Data from: Higher insulin resistance & adiposity in post-menopausal women with breast cancer treated with aromatase inhibitors

Context: Aromatase deficiency causes obesity and insulin resistance in aromatase knockout mice and humans with rare mutations of the aromatase gene (CYP19). Aromatase inhibitors are a commonly prescribed therapy in post-menopausal breast cancer. Objective: We hypothesized that aromatase inhibitors induce obesity and insulin resistance when used in treatment of breast cancer.
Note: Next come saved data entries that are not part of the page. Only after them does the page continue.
PR #6991, opened 2023-10-27
ensure only one error is sent for the trace context manager

Vadman97:
## Summary

Turns out the opentelemetry `self.tracer.start_as_current_span` contextmanager
already reports an exception if the inner contents raise an error. Since we want
to `raise` there to propagate the exception to the outer web framework, we
set `record_exception=False` to avoid having the opentelemetry context manager
reporting the exception event a second time (in addition to our manual time that reports custom attributes).

Unit test
Local testing

one error recorded with fix, two duplicate errors without the fix
Screenshot 2023-10-27 at 4 21 44 PM

New python patch version.

No

### DIFF
--- a/e2e/express/src/index.mjs
+++ b/e2e/express/src/index.mjs
@@ -1,16 +1,25 @@
-/* const express = require('express')
-const highlight = require('@highlight-run/node')
-const H = highlight.H */
-
 import express from 'express'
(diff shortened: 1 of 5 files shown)


SpennyNDaJets (approved):
Makes sense to me!

PR #7006, opened 2023-10-31
support custom and graduated pricing

### LINKED ISSUE #6381: support custom usage-based overage prices

Vadman97:
## Summary

Adds support for custom overage price IDs that will be used when attaching
overage invoice items. Can work alongside the existing pricing model or can replace
existing default prices.

* new workspace model columns allow setting a custom overage price id
* the billing logic now supports metered prices (recurring prices) that are usage-billed.

Closes #6381

Screenshot from 2023-10-31 13-35-42

tested on a stripe subscription that previously had a default non-graduated invoice item for sessions to make sure the new path will remove the existing invoice item.

No

No

### DIFF
--- a/backend/pricing/pricing.go
+++ b/backend/pricing/pricing.go
@@ -443,7 +443,7 @@ func FillProducts(stripeClient *client.API, subscriptions []*stripe.Subscription
 }
 
 // Returns the Stripe Prices for the associated tier and interval
-func GetStripePrices(stripeClient *client.API, productTier backend.PlanType, interval model.PricingSubscriptionInterval, unlimitedMembers bool, retentionPeriod *backend.RetentionPeriod) (map[model.PricingProductType]*stripe.Price, error) {
+func GetStripePrices(stripeClient *client.API, workspace *model.Workspace, productTier backend.PlanType, interval model.PricingSubscriptionInterval, unlimitedMembers bool, retentionPeriod *backend.RetentionPeriod) (map[model.PricingProductType]*stripe.Price, error) {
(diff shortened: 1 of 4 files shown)


backend/pricing/pricing.go
```diff
@@ -651,9 +668,21 @@ func (w *Worker) reportUsage(ctx context.Context, workspaceID int, productType *
 	}
 
 	invoiceLines := map[model.PricingProductType]*stripe.InvoiceLine{}
-	for _, line := range invoice.Lines.Data {
+	for _, line := range lo.FindUniquesBy(invoice.Lines.Data, func(item *stripe.InvoiceLine) string {
```
mayberryzane, line 671: what is the `FindUniquesBy` for here?

backend/pricing/pricing.go
```diff
@@ -651,9 +668,21 @@ func (w *Worker) reportUsage(ctx context.Context, workspaceID int, productType *
...
+		return item.InvoiceItem
+	}) {
 		productType, _, _, _, _ := GetProductMetadata(line.Price)
 		if productType != nil {
+			if invoiceLines[*productType] != nil {
```
mayberryzane, line 676: `invoiceLines[*productType] != nil` wouldn't be true until it's set on 686 right?

mayberryzane (approved):

backend/pricing/pricing.go
Vadman97: correct, this deletes duplicate line items for old prices for a given product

Design: Case-control study Setting: University teaching hospital Participants: 20 post-menopausal breast cancer patients, treated with aromatase inhibitor and 20 age-matched controls. Main outcome measures: Primary outcome measure was insulin sensitivity index – Matsuda, derived from a 75g oral glucose tolerance test. Body composition was assessed by DEXA and subcutaneous adipose tissue biopsies obtained for assessment of mRNA transcript levels. Data are mean ± SEM (inhibitor vs controls). Results: Aromatase inhibitor therapy was associated with significantly lower insulin sensitivity (5.15 ± 0.45 vs. 6.80 ± 0.64, P = 0.041), higher peak insulin concentration following OGTT (693.4 ± 78.6 vs. 527.6 ± 85.5 pmol/L, P = 0.035), greater percentage body fat (38.4 ± 1.0 vs. 34.6 ± 1.3 %, P = 0.026), and higher plasma leptin concentration (23.5 ± 2.8 vs. 15.5 ± 2.3 ng/mL, P = 0.035). Conclusions: Women who received aromatase inhibitors for post-menopausal breast cancer have greater percentage body fat and insulin resistance compared to controls with no history of breast cancer.